Later, she tells Sumire that ‘ can’t recall’ what happened after the incident, further enforcing the notion that the (phone)line between these different parts has been irreparably damaged. Even though the telephone is prominent throughout Sputnik Sweetheart, in this scene it seems to become the barrier that keeps Miu from ‘placing a call’ to that other part of herself.

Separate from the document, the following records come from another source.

Issue #994, opened 2023-07-22
What should "Example API usage" do?


abcdenis:
Hi,
what I did:
- put "Example API usage" sample code into file and run with existing directory passed in command line
- tried to add files to directory and changing existing files
- trie to change logging level to DEBUG

What happens:
Nothing. No messages in console.

What I expected:
some log message as proof of work

Is there any other working sample available?
Thank you.

Python 3.10 @ macos 12.6.7

abcdenis:
Suddenly found that directory for testing has space inside it.
Running against other directory without space in path shows me some messages.
It looks like a bug :(

abcdenis:
Finally found that I pass wrong path value thru PyCharm running configuration:
- path has spaces escaped by backslash
- I wrapped it with apostrophes
- nothing worked

Printing work directory to console could save time of the user.

PR #995, opened 2023-07-22
Update README.rst

abcdenis:
print working directory on start for easier error catching as mentioned in:

https://github.com/gorakhargosh/watchdog/issues/994


BoboTiG:
Thanks @abcdenis !

PR #998, opened 2023-08-07
fixes EventDebouncer not producing events

### LINKED ISSUE #997: EventDebouncer doesn't produce events when handle_events is called too often
If the `handle_events` method is called every debounce_interval_seconds or more often then the callback is never called, because the timer never expires. 

Don't worry, a fix is on the way.

### LINKED ISSUE #999: EventDebouncer doesn't respect timing after the first batch
In addition to #997 after the first batch of events is sent the debouncer enters a potentially infinite wait on the conditional variable without any timeout.

### LINKED ISSUE #1000: EventDebouncer loses events when stopped
When the stop event is posted it exits the loop and fails to post any accrued events.

ivg:
Resolves #997

The problem is that we can only exit from the loop by timeout and it will never happen if the condition variable is triggered every debounce_interval_seconds or more often. A solution is simple - just add a monotonic timer. 

Update:
Resolves: #999 
Resolves: #1000

### DIFF
--- a/src/watchdog/utils/event_debouncer.py
+++ b/src/watchdog/utils/event_debouncer.py
@@ -1,6 +1,7 @@
 from __future__ import annotations
 
 import logging
+import time
 import threading
 
 from watchdog.utils import BaseThread
@@ -39,13 +40,16 @@ class EventDebouncer(BaseThread):
     def run(self):
         with self._cond:
             while True:
+                started = time.monotonic()
                 # Wait for first event (or shutdown).
                 self._cond.wait()
-
                 if self.debounce_interval_seconds:
                     # Wait for additional events (or shutdown) until the debounce interval passes.
                     while self.should_keep_running():
-                        if not self._cond.wait(timeout=self.debounce_interval_seconds):
+                        if self._cond.wait(timeout=self.debounce_interval_seconds):
+                            if (time.monotonic() - started > self.debounce_interval_seconds):
+                                break
+                        else:
                             break
 
                 if not self.should_keep_running():
--- a/src/watchdog/utils/event_debouncer.py
+++ b/src/watchdog/utils/event_debouncer.py
@@ -43,12 +43,10 @@ class EventDebouncer(BaseThread):
     def run(self):
         with self._cond:
             while self.should_keep_running():
-                started = time.monotonic()
                 if self.debounce_interval_seconds:
+                    started = time.monotonic()
                     while self.should_keep_running():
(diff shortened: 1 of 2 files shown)


ivg:
Note that the test failure is irrelevant to the change (it doesn't involve the debouncer, the next test with the debouncer passes).

ivg:
I've looked at the failing test and what brings some suspicion is that there is some racing between a process watcher which is enabled when `restart_on_command_exit` (defaults to True) and restarting on the event, which is actually what we check in this test. I.e., once we have an event that restarts the process, we kill it, and the process watcher immediately kicks in and tries to restart it as well. Just a hypothesis, I can create a separate PR with a fix to the test or to the trick.

BoboTiG:
@ivg I know this is quit late, but could you rebase on the `master` branch :pray: ?

src/watchdog/utils/event_debouncer.py
```diff
@@ -36,21 +37,27 @@ def stop(self):
             super().stop()
             self._cond.notify()
 
+    def time_to_flush(self, started):
```
BoboTiG, line 40:
```suggestion
    def time_to_flush(self, started) -> bool:
```

src/watchdog/utils/event_debouncer.py
```diff
@@ -36,21 +37,27 @@ def stop(self):
             super().stop()
             self._cond.notify()
 
+    def time_to_flush(self, started) -> bool:
```
BoboTiG, line 40:
```suggestion
    def time_to_flush(self, started: float) -> bool:
```

BoboTiG:
@ivg can you give a look at Linux failures? It is related to your changes.

MohammedAlkindi:
Reproduced on Windows 11 / Python 3.13, three runs each, stable.

The fix works. Master drops a batch queued at `stop()`; this branch delivers it:

```
master  [['BATCH-1']]
pr998   [['BATCH-1'], [], [], ['BATCH-2']]
```

Two issues in the new code.

The exit path passes the wrong variable: `if self._events: self.events_callback(events)` tests `self._events` but sends the stale local `events`. With `stop()` before the first iteration and events pending, that raises `UnboundLocalError: cannot access local variable 'events'`, and the pending events are dropped. `self._events` looks like the intended value.

Second, the outer loop flushes on every debounce timeout, so idle intervals emit `events_callback([])`. Master emits none, visible as the two empty lists above.

PR #1047, opened 2024-07-20
Simplify the quickstart example

nbelakovski:
Personally, I found the quickstart example to be jumbled and a little confusing. It was hard for me to tell where I would put my own code to react to file system events (indeed the quickstart never showed how to do this).

I also think the selection of the path using sys.argv and place everything under "if name == main" is unnecessary for the simple example.

I hope you find this helpful.

### DIFF
--- a/README.rst
+++ b/README.rst
@@ -16,28 +16,26 @@ as command-line arguments and logs events generated:
 
 .. code-block:: python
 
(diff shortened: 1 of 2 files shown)


BoboTiG:
I like it, thanks @nbelakovski !

PR #1048, opened 2024-07-20
Update PatternMatchingEventHandler documentation

nbelakovski:
From the existing docs it's not clear what the difference is between PatternMatching and RegexMatching. Hopefully this makes it clearer.

Also made a note that RegexMatching uses the re module, since there are various flavors of regex syntax and it's important to know which one is used.

### DIFF
--- a/src/watchdog/events.py
+++ b/src/watchdog/events.py
@@ -297,6 +297,8 @@ class FileSystemEventHandler:
 class PatternMatchingEventHandler(FileSystemEventHandler):
     """
     Matches given patterns with file paths associated with occurring events.
+    Uses pathlib's PurePath.match() method. `patterns` and `ignore_patterns`
+    are expected to be a list of strings.
     """
 
     def __init__(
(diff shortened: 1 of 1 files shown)


src/watchdog/events.py
```diff
@@ -375,6 +377,7 @@ def dispatch(self, event: FileSystemEvent) -> None:
 class RegexMatchingEventHandler(FileSystemEventHandler):
     """
     Matches given regexes with file paths associated with occurring events.
+    Uses the re module.
```
BoboTiG, line 380:
```suggestion
    Uses the `re` module.
```

src/watchdog/events.py
```diff
@@ -297,6 +297,8 @@ def on_opened(self, event: FileSystemEvent) -> None:
 class PatternMatchingEventHandler(FileSystemEventHandler):
     """
     Matches given patterns with file paths associated with occurring events.
+    Uses pathlib's PurePath.match() method. `patterns` and `ignore_patterns`
```
BoboTiG, line 300:
```suggestion
    Uses pathlib's `PurePath.match()` method. `patterns` and `ignore_patterns`
```

BoboTiG:
Thank you @nbelakovski :clinking_glasses:

PR #1054, opened 2024-07-28
Fix a silent fail if path is a file #1034 (Windows only).

### LINKED ISSUE #1034: silently fails if path is file
Having written my code in a rush, I set the path to be a file rather than a directory.
The code runs without warnings or errors, but fails to report modifications to the file.
It seems watchdog supports only monitoring directories, not individual files.

I suggest watchdog should either: 
A) support events on a single file (perhaps this can be done simply by monitoring its directory and ignoring changes on everything that isn't that file)
This solution seems more ergonomic from user POV.
Alternatively,
B) If given path is file, throw an exception and say it must be a directory

(Please forgive me if I've overlooked something, I haven't had time to take a proper look at how watchdog works yet.)

TobiasRzepka:
CreateFileW can only track directories, not files. In case of files, start tracking the directory and filter out files which are not tracked.

Fixes #1034.

### DIFF
--- a/src/watchdog/observers/read_directory_changes.py
+++ b/src/watchdog/observers/read_directory_changes.py
@@ -41,11 +41,16 @@ class WindowsApiEmitter(EventEmitter):
         super().__init__(event_queue, watch, timeout=timeout, event_filter=event_filter)
         self._lock = threading.RLock()
         self._reader: DirectoryChangeReader | None = None
+        self._watched_files: dict[str, str] = {}
 
     def on_thread_start(self) -> None:
+        watch_path = self.watch.path
+        if os.path.isfile(watch_path):
+            watch_path, basename = os.path.split(watch_path)
+            self._watched_files[self.watch.path] = basename
         with self._lock:
             assert self._reader is None
-            self._reader = DirectoryChangeReader(self.watch.path, recursive=self.watch.is_recursive)
+            self._reader = DirectoryChangeReader(watch_path, recursive=self.watch.is_recursive)
         self._reader.start()
 
     if platform.python_implementation() == "PyPy":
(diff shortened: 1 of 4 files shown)


src/watchdog/observers/read_directory_changes.py
```diff
@@ -71,7 +74,12 @@ def queue_events(self, timeout: float) -> None:
         with self._lock:
             last_renamed_src_path = ""
             for winapi_event in winapi_events:
-                src_path = os.path.join(self.watch.path, winapi_event.src_path)
+                if os.path.isfile(self.watch.path):
```
BoboTiG, line 77: For performances, you could store that information in a class attribute.

src/watchdog/observers/read_directory_changes.py
```diff
@@ -71,7 +74,12 @@ def queue_events(self, timeout: float) -> None:
...
+                    if os.path.basename(self.watch.path) != winapi_event.src_path:
```
BoboTiG, line 78: Same here.

TobiasRzepka:
Use cache for "is file". Rebased and squashed.

TobiasRzepka:
@BoboTiG : Anything else what I missed?

BoboTiG:
Thanks for you work @TobiasRzepka, it's taking time because I am not sure about the implementation. I am a little bit concerned about potential performances impact. I might come again later with some free time, though.

TobiasRzepka:
Double buffering as in #1152 is okay, but the implementation isn't. There was always a 2 s timeout waiting for another incoming event till the last event will be processed. With get() the already received events are returned.

TobiasRzepka:
eric-ide got mad when there is no timeout to wait until events are delivered. But it's done by a time.sleep to avoid endless waiting times if another events (periodically) occur while waiting.

MohammedAlkindi:
Reproduced on native Windows 11 / Python 3.13, single-file watch.

master `3ca8e8d`: a spurious `deleted` fires at startup, then **0 of 3** edits are reported, emitter still alive. This PR `693bbb8`: **3 of 3**, each `modified`.

On the performance question, 300k iterations with the key **absent**, which every event on a directory watch hits:

| shape | ns/event |
|---|---|
| this PR, `try/except KeyError` | 61.9 |
| `if k in d` | 10.3 |
| `is_single_file` flag | 4.4 |

`try/except` only wins when the key is present (10.9 vs 18.0), the rare single-file case. So the flag @BoboTiG asked for is also the fastest here.

Absolute cost is tiny beside the I/O either way.

PR #1060, opened 2024-08-14
feat!: Enable Mypy `disallow_untyped_defs` rule + fixes

BoboTiG:


danielhollas:
Thanks so much for adding these types! :heart: 

I've just run into them missing while adding types in our package at https://github.com/aiidalab/aiidalab/pull/453. If you plan to release this in near-ish future we can wait instead of adding a bunch of type-ignore.

BoboTiG:
Can you try the master branch to see how all those chages work for you? I made significant breaking changes ^^

danielhollas:
Yep, happy to test tomorrow, thanks for taking a look!

danielhollas:
I did a very quick check, and I am currently getting the following mypy error when trying to create the `Observer()` object

```
aiidalab/app.py:624: error: Missing positional argument "emitter_class" in call to "BaseObserver"  [call-arg]
Found 3 errors in 2 files (checked 1 source file)
```

Was that part of the breaking changes or is mypy just confused somehow? The other types seem to work fine.

BoboTiG:
It seems incorrect on the watchdog end, at first sight. I'll check.

BoboTiG:
It's fixed with 9af32e07968166d073a39d8581b2ac8e422c9116, can you double check please?

danielhollas:
Yep, that fixed it, thanks! 

>  I made significant breaking changes ^^

Can you elaborate on this a bit more? Are these all documented in the [changelog](https://github.com/gorakhargosh/watchdog/blob/master/changelog.rst#500-dev)? 

Looking at it it doesn't feel like we should be impacted since we only really use the Observer class. We might need to handle the new `IN_CLOSE_NOWRITE` event. Our unit test suite is passing, but we admittedly do not have a high coverage of this functionality. I'll try to do a more end-to-end testing later.

BoboTiG:
> Can you elaborate on this a bit more? Are these all documented in the changelog?

Yes. The biggest one is "[core] Enforced usage of proper keyword-arguments", but it sgould be either easy to fix because Mypy wilm spot them, or do not impact you.

PR #1063, opened 2024-09-03
fix: correct `tricks` typing be a list of dictionary

gnought:


BoboTiG:
Thank you @gnought :clinking_glasses:

PR #3690, opened 2026-07-21
Read manifests with V3 projection

KaiqiJinWow:
# Rationale for this change

V3 manifest schemas are defined, but manifest entries and manifest lists are still read with the V2 projection. Avro schema resolution therefore drops V3-only fields such as `first_row_id`, `referenced_data_file`, `content_offset`, and `content_size_in_bytes` before they reach `DataFile` and `ManifestFile`.

Use V3 as the default read and in-memory projection. V1 and V2 writers continue to use their version-specific file schemas, and older manifests remain compatible because missing V3 fields resolve to null.

This isolates the read-side concern raised in #3624 from its V3 writer work and is a prerequisite for #3478 to consume deletion-vector content ranges from catalog manifests.

## Are these changes tested?

Yes.

- Added V3 manifest-entry round trips covering all four V3 data-file fields.
- Added a V3 manifest-list round trip covering `first_row_id`.
- Extended the V1 and V2 compatibility tests to verify V3 fields resolve to null and are not written into older manifest formats.
- Ran `pytest tests/avro/test_file.py tests/utils/test_manifest.py`: 50 passed.
- Ran the available table test suite: 293 passed; tests requiring unavailable optional `datafusion` and `pyiceberg-core` extras were excluded.
- Ran Ruff format and lint checks for the changed files.
- Manually validated the read path against an Iceberg 1.10 V3 manifest containing a deletion-vector content range.

No. This fixes internal manifest deserialization and prepares V3 read support without changing behavior for currently supported V1 and V2 tables.

### DIFF
--- a/pyiceberg/manifest.py
+++ b/pyiceberg/manifest.py
@@ -56,6 +56,7 @@ from pyiceberg.utils.config import Config
 UNASSIGNED_SEQ = -1
 DEFAULT_BLOCK_SIZE = 67108864  # 64 * 1024 * 1024
 DEFAULT_READ_VERSION: Literal[2] = 2
+_LATEST_MANIFEST_VERSION: Literal[3] = 3
 
 INITIAL_SEQUENCE_NUMBER = 0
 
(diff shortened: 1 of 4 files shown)


pyiceberg/manifest.py
```diff
@@ -532,6 +533,22 @@ def equality_ids(self) -> list[int] | None:
     def sort_order_id(self) -> int | None:
         return self._data[15]
 
+    @property
+    def first_row_id(self) -> int | None:
+        return self._data[16] if len(self._data) > 16 else None
```
Fokko: I think the following is more Pythonic:
```suggestion
        return self._data.get(16)
```
However, this should not be necessary, since when we project the file, we should populate these positions with `None` for all existing V1 or V2 files.

Fokko (commented):
I think the right approach would be to bump `DEFAULT_READ_VERSION` instead of introducing `_LATEST_MANIFEST_READ_VERSION`. Having the two introduces complexity that we want to avoid. When we have the versions aligned, then the projection should populate all the fields (and fill in `None` for `≤V2`).

KaiqiJinWow:
Hi @Fokko @kevinjqliu would you mind taking another look when you have time? Thanks!

Fokko (approved):
Clean and crisp, I love it! Thanks @KaiqiJinWow 🙌

PR #3695, opened 2026-07-24
fix: convert nano timestamps to nanoseconds in partition representation

### LINKED ISSUE #3652: Partition values for timestamp_ns columns are not converted to nanoseconds
### Apache Iceberg version

None

### Please describe the bug 🐞

While looking at the partitioning code I noticed that `_to_partition_representation` (`pyiceberg/partitioning.py`) doesn't handle
  the v3 nano timestamp types.

  For a normal `TimestampType` column, a `datetime` partition value gets converted to microseconds since epoch. For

sumire murakami sumire murakami

Remembering the binoculars in her bag, Miu looks across the park to her apartment but, as she peers inside, witnesses herself engaged in a disturbing sexual act with a man who may have been stalking her. Here, a document written by Sumire expresses a traumatic evening fourteen years previously in which Miu gets stuck in a Ferris wheel overnight. This passage from Sputnik Sweetheart (first published in English in 2001) depicts a curious scene haunted by images of the telephone. The telephone frequently surfaces in Murakami’s work, often standing between friends, lovers or old acquaintances as they contact each other from obscure, liminal places. In The Wind-up Bird Chronicle and Dance Dance Dance, for example, Murakami also suggests that his books contain alternate worlds. I’d really like to place a call to that phone. Murakami, a best-selling Japanese author, often uses magical realism in his novels. It gave her a guilty feeling to look at her own room from so far away through the binoculars, as if she were peeking in on herself.